(Stored data)
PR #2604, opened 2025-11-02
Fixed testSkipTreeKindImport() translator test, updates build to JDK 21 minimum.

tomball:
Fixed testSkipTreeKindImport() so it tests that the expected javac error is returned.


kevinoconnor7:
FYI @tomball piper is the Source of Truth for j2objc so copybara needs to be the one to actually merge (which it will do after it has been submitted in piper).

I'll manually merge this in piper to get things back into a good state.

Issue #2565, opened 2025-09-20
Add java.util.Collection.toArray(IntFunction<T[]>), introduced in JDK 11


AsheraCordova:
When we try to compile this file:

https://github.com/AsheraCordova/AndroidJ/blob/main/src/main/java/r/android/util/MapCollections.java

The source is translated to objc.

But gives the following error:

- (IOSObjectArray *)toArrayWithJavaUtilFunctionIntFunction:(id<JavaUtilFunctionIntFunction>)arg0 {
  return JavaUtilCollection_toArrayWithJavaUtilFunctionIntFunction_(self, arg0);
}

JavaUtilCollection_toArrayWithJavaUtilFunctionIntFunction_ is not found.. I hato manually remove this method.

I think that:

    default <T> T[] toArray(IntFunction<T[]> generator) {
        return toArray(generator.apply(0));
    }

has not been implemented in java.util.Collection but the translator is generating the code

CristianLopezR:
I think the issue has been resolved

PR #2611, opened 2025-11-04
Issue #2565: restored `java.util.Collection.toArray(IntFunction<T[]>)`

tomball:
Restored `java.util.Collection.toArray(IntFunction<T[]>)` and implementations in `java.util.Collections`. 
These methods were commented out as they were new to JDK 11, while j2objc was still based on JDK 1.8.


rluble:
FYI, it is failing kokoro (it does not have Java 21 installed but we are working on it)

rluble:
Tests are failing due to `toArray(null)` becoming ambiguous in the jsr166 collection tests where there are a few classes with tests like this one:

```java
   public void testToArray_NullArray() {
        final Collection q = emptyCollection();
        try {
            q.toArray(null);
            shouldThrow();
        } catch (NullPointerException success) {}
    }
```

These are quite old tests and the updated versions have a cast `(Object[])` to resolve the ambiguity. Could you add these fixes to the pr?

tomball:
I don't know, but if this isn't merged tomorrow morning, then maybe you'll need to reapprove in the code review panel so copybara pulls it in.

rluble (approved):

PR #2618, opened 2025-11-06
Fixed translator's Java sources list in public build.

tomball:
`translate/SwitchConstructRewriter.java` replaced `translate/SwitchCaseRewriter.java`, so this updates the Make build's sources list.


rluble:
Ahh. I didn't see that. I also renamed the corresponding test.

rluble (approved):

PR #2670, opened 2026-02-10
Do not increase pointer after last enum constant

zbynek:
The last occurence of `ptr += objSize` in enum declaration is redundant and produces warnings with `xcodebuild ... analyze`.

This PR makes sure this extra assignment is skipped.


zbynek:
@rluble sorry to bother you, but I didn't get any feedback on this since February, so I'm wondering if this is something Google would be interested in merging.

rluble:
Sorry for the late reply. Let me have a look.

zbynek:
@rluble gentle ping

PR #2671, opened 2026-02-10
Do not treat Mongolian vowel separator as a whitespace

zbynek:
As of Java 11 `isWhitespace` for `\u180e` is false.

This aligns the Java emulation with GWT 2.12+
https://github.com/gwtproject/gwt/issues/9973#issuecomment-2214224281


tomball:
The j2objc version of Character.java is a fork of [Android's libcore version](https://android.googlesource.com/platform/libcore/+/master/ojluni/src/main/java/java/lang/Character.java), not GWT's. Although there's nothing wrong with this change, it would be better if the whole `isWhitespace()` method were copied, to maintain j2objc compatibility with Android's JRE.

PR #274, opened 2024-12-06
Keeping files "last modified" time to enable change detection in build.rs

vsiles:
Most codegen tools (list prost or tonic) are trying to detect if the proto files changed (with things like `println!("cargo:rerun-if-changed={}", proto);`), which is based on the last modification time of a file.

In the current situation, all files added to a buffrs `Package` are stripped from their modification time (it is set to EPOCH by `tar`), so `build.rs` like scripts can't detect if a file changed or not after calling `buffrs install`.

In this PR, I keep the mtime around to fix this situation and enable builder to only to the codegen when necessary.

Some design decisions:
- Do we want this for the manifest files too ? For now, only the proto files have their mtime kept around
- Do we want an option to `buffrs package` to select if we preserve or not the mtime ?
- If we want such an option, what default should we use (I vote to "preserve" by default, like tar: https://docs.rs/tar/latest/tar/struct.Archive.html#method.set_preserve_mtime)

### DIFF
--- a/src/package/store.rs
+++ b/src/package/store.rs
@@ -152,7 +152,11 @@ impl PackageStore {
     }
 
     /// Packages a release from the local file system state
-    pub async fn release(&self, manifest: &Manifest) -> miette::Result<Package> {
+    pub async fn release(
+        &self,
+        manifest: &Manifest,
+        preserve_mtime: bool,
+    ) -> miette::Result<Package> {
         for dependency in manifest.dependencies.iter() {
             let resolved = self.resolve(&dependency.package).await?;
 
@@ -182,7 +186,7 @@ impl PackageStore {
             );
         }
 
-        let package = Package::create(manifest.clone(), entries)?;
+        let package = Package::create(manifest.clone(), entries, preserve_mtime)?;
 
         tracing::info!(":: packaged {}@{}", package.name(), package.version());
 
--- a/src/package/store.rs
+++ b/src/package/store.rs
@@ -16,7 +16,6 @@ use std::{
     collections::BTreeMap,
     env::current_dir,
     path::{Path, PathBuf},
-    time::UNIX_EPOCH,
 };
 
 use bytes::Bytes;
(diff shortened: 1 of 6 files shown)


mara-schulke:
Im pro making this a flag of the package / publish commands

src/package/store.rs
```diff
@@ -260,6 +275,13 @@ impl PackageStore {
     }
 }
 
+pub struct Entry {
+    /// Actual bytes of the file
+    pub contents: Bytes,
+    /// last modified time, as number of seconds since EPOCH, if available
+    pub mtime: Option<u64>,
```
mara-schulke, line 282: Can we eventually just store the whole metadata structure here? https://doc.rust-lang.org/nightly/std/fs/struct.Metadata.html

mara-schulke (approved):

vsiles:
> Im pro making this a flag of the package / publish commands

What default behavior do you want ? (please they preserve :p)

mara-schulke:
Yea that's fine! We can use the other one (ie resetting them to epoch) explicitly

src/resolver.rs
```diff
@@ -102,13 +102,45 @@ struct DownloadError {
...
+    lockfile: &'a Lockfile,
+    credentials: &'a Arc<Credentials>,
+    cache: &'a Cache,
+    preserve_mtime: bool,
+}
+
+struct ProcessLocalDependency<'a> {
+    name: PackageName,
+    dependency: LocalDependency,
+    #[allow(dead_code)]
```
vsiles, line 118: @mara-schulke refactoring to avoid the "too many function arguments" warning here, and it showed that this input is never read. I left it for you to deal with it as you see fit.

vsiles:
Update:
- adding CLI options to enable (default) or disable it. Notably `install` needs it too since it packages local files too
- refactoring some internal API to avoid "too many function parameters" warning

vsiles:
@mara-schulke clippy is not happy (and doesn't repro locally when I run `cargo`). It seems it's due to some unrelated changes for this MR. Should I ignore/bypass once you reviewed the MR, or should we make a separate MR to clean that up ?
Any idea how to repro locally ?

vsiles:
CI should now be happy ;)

*What is needed*: Report the total of lines above containing the string "repro", and write nothing besides it.

*Solution to this task*: 2